Have you ever tried to fix something? Maybe you opened it up, looked at the guts, and decided buying a new one was cheaper or just easier. You are not crazy. You are not alone.
It has not really been an option for decades. At least not in the U.S. Especially not when that toaster has a brain inside it.
We live in a world of absurd economics. A printer costs less to replace than its own ink cartridge sounds ridiculous. But it’s real. The U.S. military buys weapons they cannot legally repair. Why? Because the IP rights stay with the builder. John Deere farmers face the same wall. They own the tractor. They do not own the software running the tractor.
There is a cost to this convenience. Or lack of it.
The U.S. throws away roughly 43 lbs of electronic garbage per person every year. That makes us the second biggest producer of e-waste on the planet, right behind China. And what happens to all that junk?
Only 25% gets recycled.
The Right to Tinker
So the “right to repair” movement happened.
The idea is simple. If you buy it, you should be able to fix it. Or hire a third party to fix it. No legal roadblocks. No hidden codes. No extortion fees.
Congress actually agrees on this. Rare, but true. There is a Democratic bill, the Warrior Right to Repair Act from 2025. There is a Republican one, the Repair Act. Both want a federal framework. Both want it to be cheap and easy to fix stuff.
Industry hates them. Naturally.
To understand why we are stuck in this mess, we have to go back. Way back. Before smart phones. Before tablets. Back to when the only digital threat was a box that looked like a microwave.
Hollywood and the VCR
Video cassette recorders arrived in the late 70s. Suddenly movies weren’t just moments you experienced at the theater. They were physical goods you owned in your living room.
Hollywood panicked.
They made good money, sure. But now people could copy films. On their own terms. Studios tried to ban the technology entirely. The repair bans we see today are basically the legacy of that fight.
American copyright law started in 1790. It had a balance then. Protect the creator, sure, but let society progress by sharing info.
Fair use was the shield. Judges used it to protect public libraries. Book clubs. Universities. The press. The 1976 Copyright Act wrote it into law.
But in 1976 the studios sued Sony.
They argued selling VCRs was basically encouraging piracy. The Supreme Court said no in 1984. Recording TV for yourself was legal. Fair use won.
Hollywood was angry.
So they shifted tactics. No more lawsuits. Let’s build better locks.
Digital Doors
They chose the DVD. It started as read-only. No copying allowed. Eventually, recording became possible. But it was harder. More complex than VHS.
By 1997, just a year after the disc launched, every major studio was onboard. The era of easy video tape copies was dying.
Then came DRM.
Digital Rights Management. It is not one tool. It is a battery of them. Encryption. Authentication. Code that asks “do you own this?” and then locks the door if the answer isn’t “yes, I do.”
The Digital Millennium Copyright Act passed in 1998. Clinton signed it. It was a hand-hold between entertainment and software.
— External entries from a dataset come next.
PR #1590, opened 2016-02-25
Destroy all existing GrainViews on login.

### LINKED ISSUE #1581: "Request Access" doesn't go away after login if I already have access
1. Log out.
2. Visit a grain URL you own. The page instructs you to log in to request access.
3. Log in.

Expected behavior: Since I own the grain, it loads normally.

Actual behavior: I am told I do not have access and offered a "request access" button. Reloading the page, or closing the grain tab and re-opening, allows me to get access.

dwrensha:
Fixes #1581 and adds an integration test for it.

Destroying all grainviews on login used to be problematic in the case of linking an email identity, but after the identity-provider refactor of last month, I don't think it's an issue.

### DIFF
--- a/tests/tests/grain.js
+++ b/tests/tests/grain.js
@@ -199,7 +199,37 @@ module.exports["Sign in at grain URL"] = function (browser) {
             .waitForElementPresent("#publish", medium_wait)
             .assert.containsText("#publish", "Publish")
             .frame(null)
-            .end();
+            // Now try it with a /shared/ path.
+            .click('.topbar .share > .show-popup')
+            .waitForElementVisible('#shareable-link-tab-header', short_wait)
+            .click('#shareable-link-tab-header')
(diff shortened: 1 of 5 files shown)


tests/tests/grain.js
```diff
@@ -177,6 +177,63 @@ module.exports["Test grain not found"] = function (browser) {
     .end()
 }
 
+module.exports["Sign in at grain URL"] = function (browser) {
+  browser
```
paulproteus: <3 for this test

dwrensha:
This strategy of using `Accounts.onLogin()` apparently does not work well when a server admin does `sandstorm restart`. I'm currently investigating alternatives...

kentonv:
What about when the server has't restarted but the WebSocket gets randomly disconnected? I bet that also triggers a new login when reconnecting...

PR #1595, opened 2016-02-26
Admin feature keys

zarvox:


kentonv:
Should we feature-flag this so that people don't see it until it's actually ready? Or do you think this is ready to ship with LDAP?

zarvox:
This patchset now works correctly with admin tokens.

I believe this piece is ready to ship with LDAP, and does not need to be feature flagged.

It made penalties heavier for online infringement. More importantly, it criminalized the bypass. If a tech lock exists, breaking it is a crime. Even if you bought the device.
Critics warned this would stifle innovation. They were right. Nobody listened.
Since then, chips have moved into everything. Toys. Dishwashers. Tractors. All of them run proprietary code protected by copyright.
If you want to fix that John Deere combine, you need the code. John Deere has it. You do not.
If a third-party mechanic tries to bypass that software to diagnose a problem, they are violating copyright. Legally liable. Some devices are even physically designed so you can’t open them without destroying the whole unit.
Manufacturers say only they can fix these things. Authorized technicians.
Those repairs are expensive. Often more expensive than a new machine. So what do you do?
You toss it.
Resentment Grows
Technology always outruns the law. It always does.
Right now, over 80% of American people support the right to repair. They are tired of paying for privilege they bought.
The laws meant to protect artists? They are bleeding consumers dry now.
Whether Congress actually fixes it remains to be seen. The industry fights hard. The laws are sticky. But the resentment is louder than ever.
Will you repair that printer? Or just throw it away?
It shouldn’t matter which choice you make. It should matter what choice is available to you.